The Fixes That Work and the Ones That Do Not
The fix most users try first is increasing the repetition penalty parameter in their Ollama Modelfile or API call. Setting repeat_penalty to 1.2 or 1.3 instead of the default 1.1 reduces the frequency of repetition loops by increasing the logit suppression applied to previously seen tokens. This works as a partial mitigation. It does not fix the underlying attention and routing degradation. It compensates for imprecise attention history tracking by applying a heavier penalty across the board, which reduces output diversity as a side effect and can produce clipped, terse responses on prompts that benefit from elaboration.
The fix that actually addresses the mechanism is quantization level selection. Q6_K retains significantly more precision in the key and value projection matrices and the routing layer than Q4_K_M. On Scout’s 109B total parameter MoE architecture, the VRAM cost of moving from Q4_K_M to Q6_K is approximately 30 to 35 percent higher. On a 24GB card, Q4_K_M Scout fits with room for context. Q6_K Scout requires offloading layers to CPU or a second GPU, which introduces latency. The repetition loop tradeoff is real and hardware-constrained.
The practical recommendation for users on 24GB single-GPU setups is Q5_K_M, which sits between Q4_K_M and Q6_K on the precision-VRAM tradeoff and eliminates most repetition artifacts on Scout without requiring CPU offloading on cards with 24GB. Users on 48GB dual-GPU setups or Mac hardware with unified memory above 48GB should run Q6_K or Q8_0 and avoid Q4_K_M on Scout entirely.
Increasing the context length parameter beyond what is needed for the current task also worsens repetition artifacts at Q4_K_M by giving the degraded attention mechanism more history to mistrack. Setting num_ctx to match the actual prompt and expected response length rather than a large default reduces the severity of quantization-induced repetition on long generation tasks.
What This Means For You
- Switch from Q4_K_M to Q5_K_M on Llama 4 Scout if you are on a 24GB single GPU and experiencing repetition loops, because Q5_K_M fits within 24GB VRAM on Scout with minimal CPU offloading while eliminating most of the attention precision degradation that causes repetition artifacts at Q4_K_M.
- Do not increase repeat_penalty above 1.15 as a primary fix for quantization-induced repetition loops, because the penalty increase compensates for degraded attention history tracking by suppressing token diversity globally, which reduces response quality on elaborative tasks in ways that are harder to notice than the repetition loops it partially fixes.

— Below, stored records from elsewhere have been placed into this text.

PR #651, opened 2023-02-07
Fix a couple of pip requirement lines

ajkavanagh:
A change in the strictness of how pip requirements lines are parsed means that the lib needs a tactical fix to enable testing to move forwards.  A more complete fix is to remove the upper bounds and the main development branch.


javacruft:
The integration test is failing due to an issue using charmcraft rather than something related to this change to bypassing branch protections to unblock the wider world with this fix.

Issue #652, opened 2023-03-09
version 3.0.4 (PyPi) fails building octavia due to setuptools 67+ being very strict on PEP 440


ajkavanagh:
## Checklist

 - [X] Confirmed this is an issue with charm-tools, not charmstore-client
 - [X] Provide versions of tools used
 - [X] Described the feature or ways to replicate the issue

## What version am I running?

I'm using 3.0.4 from PyPi inside charmcraft.

I am using: Ubuntu 22.04

Versions of relevant modules within charm-build run:

```
:: charmtools.build.tactics: Packages in buildvenv:                                                                                                                                                                    
:: Package    Version                                                                                                                                                                                                  
:: ---------- -------                                                                                                                                                                                                  
:: pip        23.0.1                                                                                                                                                                                                   
:: setuptools 67.4.0                                                                                                                                                                                                   
:: wheel      0.38.4 
```

## Issue/Feature

Charm build fails with:

```
:: Collecting kombu==5.2.4                                                                                                                                                                                             
::   Downloading kombu-5.2.4.tar.gz (423 kB)                                                                                                                                                                           
::      ━━━━━━━━━━━━━━━━━━━━━━━━━━━━━━━━━━━━━━━ 423.4/423.4 kB 4.2 MB/s eta 0:00:00                                                                                                                                    
::   Preparing metadata (setup.py): started                                                                                                                                                                            
::   Preparing metadata (setup.py): finished with status 'error'                                                                                                                                                       
::   error: subprocess-exited-with-error                                                                                                                                                                               
::                                                                                                                                                                                                                     
::   × python setup.py egg_info did not run successfully.                                                                                                                                                              
::   │ exit code: 1                                                                                                                                                                                                    
::   ╰─> [5 lines of output]                                                                                                                                                                                           
::       /root/snap/charmcraft/common/tmp7pqi369d/lib/python3.10/site-packages/setuptools/config/setupcfg.py:520: SetuptoolsDeprecationWarning: The license_file parameter is deprecated, use license_files instead.   
::         warnings.warn(msg, warning_class)                                                                                                                                                                           
::       error in kombu setup command: 'tests_require' must be a string or list of strings containing valid project/version requirement specifiers; Expected end or semicolon (after name and no valid version specifier)                                                                                                                                                                                                                      
::           pytz>dev                                                                                                                                                                                                  
::               ^                                                                                                                                                                                                     
::       [end of output]
```

[...]

PR #653, opened 2023-03-09
Pin pip<23.1 and setuptools<67 to allow PEP-440 non compliance

ajkavanagh:
PEP-440 is more strict about requirement lines.  As an example:

    pytz>dev

is non-compliant, but is in 5.2.4 of kombu's requirements.  This breaks building wheelhouses from source (such as the octavia charm).  This patch pins pip and setuptools to the latest versions that will defintely still allow PEP-440 non-compliant packages to install.

The option --upgrade-buildvenv-core-deps can be used to override this and will install the latest versions of pip and setuptools available.

Fixes-Bug: #652

Description of change

## Checklist


ajkavanagh:
The integration test failure is unrelated to the change; sadly it looks like a networking issue within charmcraft.

PR #656, opened 2023-04-05
PyYAML>=5.0,<7.0

freyes:
ops>-2.1.0 depends on PyYAML-6.x

Description of change

## Checklist

 - [x] Are all your commits [logically] grouped and squashed appropriately?
 - [ ] Does this patch have code coverage?
 - [ ] Does your code pass `make test`?

PR #659, opened 2023-07-20
setup: Update charm-tools pin set

coreycb:
pyyaml 5.4.0 and 5.4.1 are broken with cython 3
https://github.com/yaml/pyyaml/issues/724

jsonschema 4.18.0 depends on Rust (via rpds-py)

### DIFF
--- a/.github/workflows/tests.yml
+++ b/.github/workflows/tests.yml
@@ -49,6 +49,10 @@ jobs:
         sudo lxd init --auto
         # This is a throw-away CI environment, do not do this at home
         sudo chmod 666 /var/snap/lxd/common/lxd/unix.socket
+        # Fixup iptables forwarding issues from LXD containers with a flush and
+        # re-create of rules.
+        sudo iptables -F FORWARD
+        sudo iptables -P FORWARD ACCEPT
     - name: Checkout layer-basic
       uses: actions/checkout@v2
       with:
--- a/setup.py
+++ b/setup.py
@@ -43,7 +43,7 @@ setup(
         exclude=["*.tests", "*.tests.*", "tests.*", "tests"]),
     install_requires=[
         'cheetah3>=3.0.0,<4.0',
-        'pyyaml>=5.0,<6.0',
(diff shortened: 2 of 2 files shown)


ajkavanagh:
This is similar to #656 - could we please consolidate them?  So we also need to pin `Cython<3.0.0` as that's also broken with PyYaml 6.0.1 (at the moment).

ajkavanagh (changes requested):
Do we also need to pin Cython?

ajkavanagh (approved):

freyes:
we need a 3.0.7 release in pypi with this fix

markbeierl:
This change should be revisited now that 6.0.1 was released to fix the problem.  I'm not sure, but it looks like the result of         'pyyaml>=5.0,!=5.4.0,!=5.4.1,<6.0' is 5.3.1, which has known CVEs.

```
pip install 'pyyaml>=5.0,!=5.4.0,!=5.4.1,<6.0'
Collecting pyyaml!=5.4.0,!=5.4.1,<6.0,>=5.0
  Using cached PyYAML-5.3.1-cp311-cp311-linux_x86_64.whl
Installing collected packages: pyyaml
Successfully installed pyyaml-5.3.1
```

freyes:
On Wed, 2023-08-09 at 12:58 -0700, Mark Beierl wrote:
> This change should be revisited now that 6.0.1 was released to fix the problem.  I'm not sure, but
> it looks like the result of         'pyyaml>=5.0,!=5.4.0,!=5.4.1,<6.0' is 5.3.1, which has known
> CVEs.
> pip install 'pyyaml>=5.0,!=5.4.0,!=5.4.1,<6.0'
> Collecting pyyaml!=5.4.0,!=5.4.1,<6.0,>=5.0
>   Using cached PyYAML-5.3.1-cp311-cp311-linux_x86_64.whl
> Installing collected packages: pyyaml
> Successfully installed pyyaml-5.3.1

I think we could do:

pyyaml>=5.0,!=5.4.0,!=5.4.1,!=6.0,<7.0

freyes:
https://github.com/juju/charm-tools/pull/663

PR #671, opened 2024-01-05
setup: pin macaroonbakery<1.3.3 for python3.6

lathiat:
macaroonbakery in v1.3.4 added a constraint of protobuf>=3.20.0[0] which makes it incompatible with python 3.6 and v1.3.3 was released in a broken state[1].

### DIFF
--- a/setup.py
+++ b/setup.py
@@ -47,6 +47,13 @@ setup(
         'pyyaml>=5.0,!=5.4.0,!=5.4.1,<6.0',
         'requests>=2.0.0,<3.0.0',
         'libcharmstore',
+        # macaroonbakery is pulled in by libcharmstore->theblues, v1.3.4 added
+        # a constraint of protobuf>=3.20.0[0] which makes it incompatible with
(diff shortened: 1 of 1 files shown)


lathiat:
I'm still having trouble with octavia/ussuri failing to build due to macaroonbakery/protobuf (https://review.opendev.org/c/openstack/charm-octavia/+/902746).

It's only broken for Python3.6 (Bionic) which only effects ussuri, victoria is fine since it only needs Python3.8 (Focal).

The specific issue is charm-tools < 3.0.0 -> libcharmstore -> theblues -> macaroonbakery

charm-tools 3.x actually installs and works fine on python3.6 (and works to build the charm) because libcharmstore was dropped, but the stable charms currently tend to pin charm-tools to <3.0.0 (or == 2.8.x)

coreycb (approved):
This looks good to me. I can't merge it though.

freyes (approved):
LGTM. This is the approach we have taken elsewhere.

PR #676, opened 2024-07-31
Update github workflow to include a noble build on charmcraft-2.x

addyess:
Update github action workflows which are marked as [deprecated](https://github.com/juju/charm-tools/actions/runs/10185563744). 

While we're at it-- confirm that noble builds work on these tools

## Checklist

### DIFF
--- a/.github/workflows/tests.yml
+++ b/.github/workflows/tests.yml
@@ -16,9 +16,9 @@ jobs:
           - '3.12'  # noble
     steps:
     - name: Check out code
-      uses: actions/checkout@v2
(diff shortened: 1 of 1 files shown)


.github/workflows/tests.yml
```diff
@@ -107,6 +107,9 @@ jobs:
           - name: ubuntu
             channel: "22.04"
             architectures: [amd64]
+          - name: ubuntu
+            channel: "24.04"
+            architectures: [amd64]
```
addyess, line 112: adds a noble base to try out.

PR #685, opened 2024-12-02
add support for python 3.13

branchvincent:
This PR contains a couple of fixes for python 3.13:

* `cheetah3` has been [renamed to `ct3`](https://github.com/CheetahTemplate3/cheetah3/commit/673259b2d139b4ea970b1c2da12607b7ac39cbec), with the former no longer being updated and broken on 3.13: https://github.com/CheetahTemplate3/cheetah3/issues/63
* Invalid escape sequences now raise a `SyntaxWarning` on 3.12+: https://docs.python.org/3/whatsnew/3.12.html#other-language-changes
* While here, migrate mostly to [`pyproject.toml`](https://packaging.python.org/en/latest/guides/writing-pyproject-toml/) (the modern replacement for `setup.py` favoring static metadata). Now only the dynamic `version` remains in `setup.py`.

## Checklist

### DIFF
--- a/pyproject.toml
+++ b/pyproject.toml
@@ -1,0 +1,63 @@
+[project]
+name = "charm-tools"
+description = "Tools for building and maintaining Juju charms"
+readme = "README.rst"
+maintainers = [{ name = "Cory Johns", email = "johnsca@gmail.com" }]
+classifiers = [
+    "Development Status :: 5 - Production/Stable",
+    "Intended Audience :: Developers",
+    "Programming Language :: Python",
+]
+dependencies = [
+    "blessings<2.0",
+    "colander<1.9",
+    "ct3>=3.0.0,<4.0",
+    "dict2colander==0.2",
+    "jsonschema<4.18.0",
+    "jujubundlelib<0.6",
+    "keyring<24",
+    "otherstuf<=1.1.0",
+    "path<17",
+    "pathspec<0.11;python_version >= '3.7'",
+    "pathspec<=0.3.4;python_version < '3.7'",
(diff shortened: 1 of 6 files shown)


pyproject.toml
```diff
@@ -0,0 +1,63 @@
...
+python = "charmtools.templates.python_services:PythonServicesCharmTemplate"
+python-basic = "charmtools.templates.python:PythonCharmTemplate"
+reactive-bash = "charmtools.templates.reactive_bash:ReactiveBashCharmTemplate"
+reactive-python = "charmtools.templates.reactive_python:ReactivePythonCharmTemplate"
+
+[tool.setuptools.packages.find]
+exclude = ["*tests*"]
+
+[build-system]
+requires = ["setuptools>=68"]
```
freyes, line 62: this is an aspect that makes be concerned, how compatible this is with older versions of python, do you know what versions can we support with pyproject.toml ?

freyes (changes requested):
Hi, thanks for this PR, this is something we must definitively want to have, I just left one comment inline, which prompts me to think that maybe we would need to cut a new major release (charm-tools 4.x ) to drop older versions of python

freyes (changes requested):
Add 3.13 to the testing matrix please, - https://github.com/juju/charm-tools/blob/master/.github/workflows/tests.yml#L16 - also we need a maintainer to allow this PR to run the CI

pyproject.toml
branchvincent: Sounds good, added a `requires-python` to make that support explicit

PR #696, opened 2026-04-28
feat: reactive on 26.04

sabaini:
Reactive plugin support for 26.04


sabaini:
charmcraft currently blocks reactive charms on 26.04 -- i have exercised this PR with a local charmcraft which has the block removed
Example run: https://gist.github.com/sabaini/2796b805877b65145483a8986774c215

sabaini:
also cf. https://github.com/canonical/charmcraft/pull/2678

snap/snapcraft.yaml
```diff
@@ -78,8 +78,15 @@ parts:
...
       pip install --upgrade 'setuptools<82'
+      # Most dependencies are built from source for the snap, but modern
+      # virtualenv and its pure-Python dependencies use hatchling. Building
+      # those sdists inside the staged core22 environment can import the
+      # staged python3-pathspec, which is too old for hatchling. Use wheels for
+      # that pure-Python dependency set while keeping source builds for the
+      # rest of the dependency set.
       pip install \
           --no-binary :all: \
+          --only-binary virtualenv,distlib,filelock,platformdirs,python-discovery \
```
freyes: this will break (most likely) some of the not so common architectures we support, e.g. ppc64el and s390x

freyes (changes requested):

snap/snapcraft.yaml
sabaini: Ok I've now switched to core24 so we get a newer python3-pathspec, this otherwise breaks hatchling

Also had to introduce Cython min. version as this would otherwise break

sabaini:
@freyes I believe the charmcraft changes have landed now in https://github.com/canonical/charmcraft/pull/2678 so tests should have a better chance of passing

PR #585, opened 2021-04-15
Update dockerfile

alikhajeh1:


Dockerfile
```diff
@@ -2,15 +2,15 @@ FROM golang:1.16 as builder
...
-ARG TERRAGRUNT_VERSION=0.28.8
+ARG TERRAGRUNT_VERSION=0.28.22
 
 # Set Environment Variables
 SHELL ["/bin/bash", "-c"]
 ENV HOME /app
 ENV CGO_ENABLED 0
 
 # Install Packages
-RUN apt-get update -q && apt-get -y install unzip jq
```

- Set num_ctx to match your actual use case rather than maximizing it to the model’s theoretical context window, because longer context windows require the degraded attention mechanism to track more token history and worsen quantization-induced repetition artifacts at Q4_K_M on Scout’s MoE architecture.
- Treat Q4_K_M as a VRAM emergency quantization level for Scout specifically, not a quality-neutral size reduction: the same quantization level that runs adequately on dense models introduces MoE routing degradation on Scout that produces output quality issues beyond repetition, including inconsistent reasoning depth across similar prompts, that Q5_K_M and above avoid.